颜如玉迷惑不解,故意扣问,却已来不及发话,姓桑的挥掌便朝他击了过来。起手便能看出此野生夫了得,他面上满不在乎,心中却不敢托大,打起精力与他缠斗起来。
颜如玉点头:“是啊,我们投缘呢,快给我讲讲,我就要你讲的。”
因而一时候竟生出些许“世人皆醉我独醒的”唏嘘来,颜如玉把生烟一收,抬头躺倒在铁牛矶的背上,点头晃脑道:“罢了罢了,世人笑我太疯颠,我笑别人看不穿,逛逛走,你们快去办那要紧的事吧。”
他坐在树上,身材藏在枝叶前面向下张望,见沧崖派世人从堤坝下来,上了一艘划子,行至水寨大门前大声叫道:“青州沧崖云济沧、桑擎峰,特来拜访,求见长玄子前辈。”
“师父!”
他如许想着,俄然勾唇一笑,纵身就从二楼雅间跃了下来,直接落到大堂正中,和那位指责他的沧崖侠士对峙而立。
桑擎峰怪道:“你身出魔教,竟然也能有这份心性,我等倒要看看,你该当若那边理?”
那道长明显就是沧崖派口中的长玄子了,他挥剑向下一指,朗声道:“本来是澜观、岱望二位侠士,不知二位特地来访,所为何事?”
颜如玉岂能不知这段旧事,他本为渝州人士,启泰八年,就是十年前,他跟着渝州流民逃荒,行至蜀州芙蓉城,却被沈逢君的闭城令拒之门外。
安知气势汹汹的叫骂到一半竟然戛但是止,人们看到身着浅绯色纱衫的小公子伸手往腰间一抹,寒光闪过,一把锋芒耀目、如玉如晶的软剑就被他握在了手中,直指向沧崖派世人。
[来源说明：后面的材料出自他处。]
PR #886, opened 2018-10-24
Feature/25352 school staff generates pupil familiarisation pins

jon-shipley:
This PR adds discrimination between familiarisation checks and live checks.  It also adds Pupil status and an associated pupil status Azure Function to re-compute status for the HPA.  It is anticipated that this retention of state for pupils will dramatically increase the speed of the pupil register on the next PR.

* add new pupil status field
* add a view to show pupils eligible to generate familiarisation pins (uses pupil status)
* update code to use the familiarisation view or the live view depending on the pinEnv
* adds pupil status function to re-compute the status of a pupil

To update the pupil status, send a request to the Azure Queue Service for that pupil to be updated.  Context is not needed, and the status will be determined based on the current state of the pupil, by inspecting pupil checks, restarts, and attendance code.


admin/data/sql/migrations/157.do.backfill-pupil-status.sql
```diff
@@ -0,0 +1,84 @@
+declare @statusId int;
```
GuyHarwood: 💯

admin/data/sql/migrations/166.do.create-view-pupils-eligible-for-familiarisation-pin.sql
```diff
@@ -0,0 +1,45 @@
...
+         WHERE
+                 -- include all pupils except those who are marked as not taking check because they left school
+                (ac.id IS NULL OR ac.code <> 'LEFTT')
+         AND    ps.code IN ('UNALLOC',
+                            'ALLOC',
+                            'LOGGED_IN',
+                            'NOT_TAKING_CHECK')
+
+
+         EXCEPT
```
jon-shipley: If we want to be able to generate a new familiarisation check _at_ _any_ _time_ e.g. because the access arrangements were changed, then we need to lose this `except` and add in a way to expire old familiarisation pins when generating a new familiarisation check.

admin/controllers/pupil-pin.js
```diff
@@ -24,7 +24,7 @@ const getGeneratePinsOverview = async (req, res, next) => {
   let pupils
   try {
     if (featureToggles.isFeatureEnabled('prepareCheckMessaging')) {
-      pupils = await pinGenerationV2Service.getPupilsWithActivePins(req.user.schoolId, pinEnv)
+      pupils = await pinGenerationV2Service.getPupilsWithActivePins(req.user.schoolId, pinEnv === 'live')
```
GuyHarwood: why are we hardcoding this to live?

jon-shipley: It's an expression that returns true or false, as the parameter is a boolean.

😀 I assume this is a pre-coffee review 😀

GuyHarwood: brewing now 🤦‍♂️

functions/pupil-status/pupil-status-analysis.service.js
```diff
@@ -0,0 +1,59 @@
...
+ * Data Format
+ [ { pupil_id: 12,
+   pupilStatusCode: 'UNALLOC',
+   check_id: 1,
+   checkStatusCode: 'NEW' }
+ ]
+ */
+
+module.exports = {
+  analysePupilData: function analysePupilData (data) {
```
GeorgeChatzigiannis: @jon-shipley would it be possible to provide a jsdoc description about this method?

restart.sh
```diff
@@ -0,0 +1,6 @@
+#!/usr/bin/env bash
```
GeorgeChatzigiannis: 💯

admin/data/sql/migrations/160.do.populate-pupil-status-table.sql
```diff
@@ -0,0 +1,8 @@
+insert into [mtc_admin].[pupilStatus] (code, description)
+values
+       ('UNALLOC', 'The pupil has not been allocated a check'),
```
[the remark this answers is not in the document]
GuyHarwood: @GeorgeChatzigiannis i think that will just make them more difficult to decipher.  There is no real need to limit them to 3 chars, so i vote they are left as-is.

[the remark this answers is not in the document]
jon-shipley: @GeorgeChatzigiannis - they are more than 3 chars as I found the other codes in other tables harder to use than I expected.   As @GuyHarwood mentioned, the performance difference is negligible, and I think the clarity is very much improved.

functions/pupil-status/pupil-status-analysis.service.js
jon-shipley: Good spot!  JSDoc improved.

admin/controllers/pupil-pin.js
```diff
@@ -54,6 +54,7 @@ const getGeneratePinsOverview = async (req, res, next) => {
  */
 const getGeneratePinsList = async (req, res, next) => {
   const pinEnv = (req.params && req.params.pinEnv === 'live') ? 'live' : 'familiarisation'
+  const isLiveCheck = (req.params && req.params.pinEnv === 'live') ? true : false;
```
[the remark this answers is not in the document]
jon-shipley: I don't think so.

```
> node -i
> const req = { paramsMissing: 1 }
undefined
> req.params && req.params.pinEnv === 'live'
undefined
> (req.params && req.params.pinEnv === 'live') ? true : false
false
> 
```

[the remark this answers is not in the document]
GeorgeChatzigiannis: @jon-shipley I went with this approach on #895 
```suggestion
  const isLiveCheck = (req.params && req.params.pinEnv === 'live') ? true : false;
```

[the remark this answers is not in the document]
jon-shipley: @GeorgeChatzigiannis - thanks for the suggestion but what is there seems clearer to me at least.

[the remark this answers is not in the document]
GeorgeChatzigiannis: Agreed with your final approach and I will be making changes on #895 to comply.

admin/services/pin-generation-v2.service.js
```diff
@@ -30,12 +30,12 @@ const serviceToExport = {
   /**
    * Return a list of pupils who have an active pin - one that can be used to take a check
    * TODO: add pinEnv
```
danwilliams: I think that can be updated, as the ‘isLiveCheck’ param was added...?

admin/spec/back-end/controllers/restart.spec.js
```diff
@@ -1,11 +1,14 @@
 'use strict'
-/* global describe it expect beforeEach jasmine spyOn fail */
+/* global describe it expect beforeEach jasmine spyOn fail xit */
```
danwilliams: Why are the tests added commented out with `xit`, is it because of the feature toggle? 🤔 If so, can that be mocked and the tests ran?

jon-shipley: Yes, these tests are part of the HPA code paths.  

We may need to run unit tests in legacy mode, and also in HPA mode?  If so we could feature toggle the tests.

Perhaps we need a new ticket though?

admin/services/pin-generation-v2.service.js
jon-shipley: Good spot! Now removed

admin/spec/back-end/controllers/restart.spec.js
danwilliams: New ticket sounds sensible 👍

PR #124, opened 2018-12-20
Defer off-screen images

palmfjord:
🌄
gives us a "slight" performance increase in lighthouse
screenshot 2018-12-20 at 09 47 18


palmfjord:
@gustafguner haha YES, apparently they're more evil than we thought also.

PR #143, opened 2019-01-07
Add title to bullet point block

isaacSennerholt:


palmfjord:
idk, lets kill this for now and revisit if we miss it 🤷‍♀️

PR #163, opened 2019-02-18
Feature/deepeq and branch links

palmfjord:
- Only show components that changed when updating storyblok
- Make the branch link option translatable everywhere


palmfjord:
@Iamsamwhoami haha 😄 the first bullet point is just that before we displayed all blocks as about to be updated in the update script (that provisions storyblok), but now we only show the ones actually changed.

PR #241, opened 2019-07-04
Dimension-based language support

palmenhq:
🇬🇧🇸🇪

we need to figure out a good way to migrate content before we merge this

### DIFF
--- a/src/utils/meta.tsx
+++ b/src/utils/meta.tsx
@@ -10,7 +10,7 @@ interface Meta {
 }
 
 const getFullSlugFromStory = (story?: Story) =>
-  story && story.full_slug.replace(/\/?home$/, '')
+  story && story.full_slug.replace(/\/?home$/, '').replace(/\/sv($|\/)/, '')
 
 const getPageTitleFromStory = (story?: Story) => {
   if (!story) {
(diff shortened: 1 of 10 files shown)


src/utils/meta.tsx
```diff
@@ -10,7 +10,7 @@ interface Meta {
 }
 
 const getFullSlugFromStory = (story?: Story) =>
-  story && story.full_slug.replace(/\/?home$/, '')
+  story && story.full_slug.replace(/\/?home$/, '').replace(/\/sv($|\/)/, '')
```
palmenhq: `/^\/sv($|\/)/`?

hedvigoscar: I cant tell whether this is correct or not 🤔

palmenhq: actually, as the `sv` part is [being sanitized](https://github.com/HedvigInsurance/web-next/pull/241/files#diff-32c50dfc6f7e52967a9eaa0e836e0d0cR109) i think this might not even be needed

palmenhq:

他纵身一跃从堤坝的柳树上跳入江中,分水踏来,瞬息间也上了沧崖派居住的划子,身形利落飘然,局促的船身上面,连一丝波纹都没荡开。
“不在这打也行,”颜如玉手腕一番,把生烟撤了归去,斜睨了云济沧一眼,非常不屑他标榜道义的言辞,口中道:“你们随我出去,寻个温馨的处所,我有几点不解之处想找明白人问问,问完了我们通衢朝天,各走一边。”
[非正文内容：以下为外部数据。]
PR #249, opened 2019-07-15
Switch Headline font to Geomanist

hedvigoscar:


app.json
```diff
@@ -3,6 +3,10 @@
   "env": {
     "USE_AUTH": "true",
     "USE_HELMET": "true",
+    "SYNC_STORYBLOK_ON_RELEASE": "false",
+    "REDIS_URL": {
+      "required": true
```
palmenhq: Maybe we should spin up our own redis for each pr instance instead? So we don't mix the caches, i smell weird issues from using the same cache for multiple servers 😬

hedvigoscar: +1

hedvigoscar: Fixed 😬

hedvigoscar:
@palmenhq Whenever you have time 😬

app.json
```diff
@@ -16,7 +17,12 @@
       "required": true
     }
   },
-  "addons": [],
+  "addons": [
+    {
+      "plan": "heroku-redis",
+      "as": "REDIS"
```
palmenhq: Should we perhaps specify the plan? Preferably hobby dev or something

hedvigoscar:
@palmenhq Done :+1:

PR #250, opened 2019-07-15
Header height, tweaks and new button in the mobile header

hedvigoscar:


hedvigoscar:
Screenshot 2019-07-16 at 14 31 26

src/blocks/HeaderBlock/mobile.tsx
```diff
@@ -52,28 +55,26 @@ export const CrossBurger = styled('div')(
...
-  position: 'absolute',
   width: '100%',
   top: '50%',
   left: 0,
   right: 0,
   height: 3,
   backgroundColor: isOpen && !isClosing ? 'transparent' : 'currentColor',
   transition: 'background-color 300ms',
-  transform: 'translateY(-1.5px)',
+  transform: 'translateY(-1px)',
```
palmenhq: when i come to think of it i think this should be half of `height` which is 3 and that's why it was 1.5. any particular reason for changing it?

app.json
```diff
@@ -28,4 +34,4 @@
       "url": "heroku/nodejs"
     }
   ]
-}
+}
```
palmenhq: ):

src/blocks/HeaderBlock/mobile.tsx
hedvigoscar: This is the half-pixel thing that made it look off on different screens. I guess we could try to cover it by using half-pixels on the other places as well? But this looks correct I think 🤷‍♀

app.json
hedvigoscar: I have no idea why it did this 😞

PR #255, opened 2019-07-17
Remove sizing and inherent spacing from blocks

hedvigoscar:
Spacer Blocks will instead be used

### DIFF
--- a/src/components/blockHelpers.tsx
+++ b/src/components/blockHelpers.tsx
@@ -66,12 +66,12 @@ const colorMap = {
     background: colors.PURPLE,
   },
   'yellow-light': {
-    color: colors.LIGHT_YELLOW,
-    background: colors.OFF_BLACK_DARK,
+    color: colors.OFF_BLACK_DARK,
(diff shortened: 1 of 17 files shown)


hedvigoscar:
@palmenhq You're absolutely right. I've gone through all the blocks and removed all the margins as best as I could.

src/components/blockHelpers.tsx
```diff
@@ -114,12 +134,13 @@ export const SectionWrapper = styled('section')(
   }) => ({
     ...getSectionSizeStyle(size),
     ...getColorStyles(color),
-    ...(backgroundImage !== 'none' && {
-      backgroundImage: `url(${backgroundImage})`,
-      backgroundSize: 'cover',
-      backgroundPosition: 'center center',
-      backgroundRepeat: 'no-repeat',
-    }),
+    ...(backgroundImage !== 'none' &&
```
palmenhq: maybe we could move this logic to its own function, there's a bit of duplicate code here

PR #257, opened 2019-07-18
CTA Styling support

hedvigoscar:


src/components/buttons.tsx
```diff
@@ -1,54 +1,93 @@
...
-    backgroundColor: 'transparant',
-    color: colors.GREEN,
-  },
-  plain: {
-    border: 'none',
-    padding: '0',
-    backgroundColor: 'transparant',
-    color: colors.GREEN,
-  },
+type ColorMap = { [K in colorComponentColors]: string }
```
palmenhq: i guess also this could be something like `Record<colorComponentColors, string>` if we want :)

hedvigoscar:
I was considering doing this, but as it would contain some pretty nested fields (storyblok-links, colors etc.) I decided against it as it would be a bit too complex I think.

PR #259, opened 2019-07-18
Press Card Block

hedvigoscar:


src/blocks/PressCardBlock/PressCardItem.tsx
```diff
@@ -0,0 +1,48 @@
...
+const PressItemContainer = styled('div')({
+  borderRadius: 8,
+  padding: 24,
+  margin: '0 20px',
+  maxWidth: 330,
+  display: 'flex',
+  flexDirection: 'column',
+  alignItems: 'center',
+  justifyContent: 'center',
+  backgroundColor: 'white',
```
palmenhq: should this always be white, no matter what the block background is?

src/blocks/PressCardBlock/PressCardItem.tsx
```diff
@@ -0,0 +1,48 @@
...
+  marginTop: 5,
+  textAlign: 'center',
+  color: colors.OFF_BLACK_DARK,
+})
+
+export const PressCardItem: React.FunctionComponent<PressCardItemProps> = ({
+  logo,
+  quote,
+}) => (
+  <PressItemContainer>
```
palmenhq: `*Wrapper` plz :) container = state container

src/blocks/PressCardBlock/index.tsx
```diff
@@ -0,0 +1,71 @@
+// @ts-ignore
```
palmenhq: ): can we write some types for this, or in _some_ other way avoid it than turning off the compiler?

src/blocks/PressCardBlock/index.tsx
```diff
@@ -0,0 +1,71 @@
...
+  <SectionWrapper color={color && color.color} size="sm">
+    <Wrapper id="press_card">
+      <MediaQuery query="(max-width: 700px)">
+        <Swiper resistance enableMouseEvents slideStyle={{ display: 'flex' }}>
+          {cards.map((card) => (
+            <PressCardItem key={card._uid} {...card} />
+          ))}
+        </Swiper>
+      </MediaQuery>
+      <MediaQuery query="(min-width: 700px) and (max-width: 900px)">
```
palmenhq: technically both these sliders will be visible on 700px no? so i think this should be `701px`

src/blocks/PressCardBlock/index.tsx
```diff
@@ -0,0 +1,71 @@
...
+          resistance
+          enableMouseEvents
+          slideStyle={{ display: 'flex', width: '50%' }}
+        >
+          {cards.map((card) => (
+            <PressCardItem key={card._uid} {...card} />
+          ))}
+        </Swiper>
+      </MediaQuery>
+      <MediaQuery query="(min-width: 900px)">
```
palmenhq: and same here, this should prolly be `901px`

hedvigoscar:
For reference, this block is mostly a clone of `PressBlock` mixed with `HedvigersBlock`. Most of the issues in the code are live in these blocks as well.

src/blocks/PressCardBlock/PressCardItem.tsx
```diff
@@ -0,0 +1,48 @@
...
+  flexDirection: 'column',
+  alignItems: 'center',
+  justifyContent: 'center',
+  backgroundColor: 'white',
+})
+
+const Logo = styled(DeferredImage)({
+  width: 80,
+  height: 80,
+  objectFit: 'contain',
```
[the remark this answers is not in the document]
hedvigoscar: It does indeed look bad on IE11

src/blocks/PressCardBlock/PressCardItem.tsx
axelbacklund: Is off white now when block background is white

src/blocks/PressCardBlock/PressCardItem.tsx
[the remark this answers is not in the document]
axelbacklund: Fixed by setting a fixed image height and letting the width vary, keeping the objectFit however to in modern browsers manage the unlikely cases of really narrow images!

src/blocks/PressCardBlock/PressCardItem.tsx
```diff
@@ -0,0 +1,46 @@
...
+  color: colors.OFF_BLACK_DARK,
+})
+
+export const PressCardItem: React.FunctionComponent<PressCardItemProps> = ({
+  logo,
+  quote,
+  blockColor,
+}) => (
+  <PressItemWrapper offWhite={blockColor && blockColor.color === 'standard'}>
+    <Text>“{quote}”</Text>
```
palmenhq: Imo we shouldn’t hard-code quotes, it’s very easy for the content guys to add and will be limiting in the cases they would not want it

src/blocks/PressCardBlock/index.tsx
```diff
@@ -0,0 +1,71 @@
...
+
+export interface PressCardItemProps {
+  _uid: string
+  quote: string
+  logo: Image
+  blockColor?: ColorComponent
+}
+
+interface PressBlockProps extends BaseBlockProps {
+  cards: ReadonlyArray<PressCardItemProps>
```
palmenhq: 😍

PR #264, opened 2019-07-24
Blobs

axelbacklund:
Adding blob option to spacing elements!


src/utils/BlobDirection.ts
```diff
@@ -0,0 +1,35 @@
+export type BlobDirection = 'none' | 'up' | 'down'
+export interface BaseBlobProps {
```
palmenhq: i loled, this name is amazing 😂

src/utils/BlobDirection.ts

身后那些沧崖派的弟子们听了此等大言不惭的论调,皆怒不成遏,有几个打动的,从长箫中拔出剑来便要脱手,却被那位云大侠一一拦住。
云济沧不明以是,扣问道:“中间何出此言?”
颜如玉听完严明之的报告,心道本来云兄竟然也是个被赶鸭子上架,不得不出门“长见地”的不幸人,他走上前拍了拍云济沧的肩膀,点头感喟道:“我懂我懂,同病相怜啊。”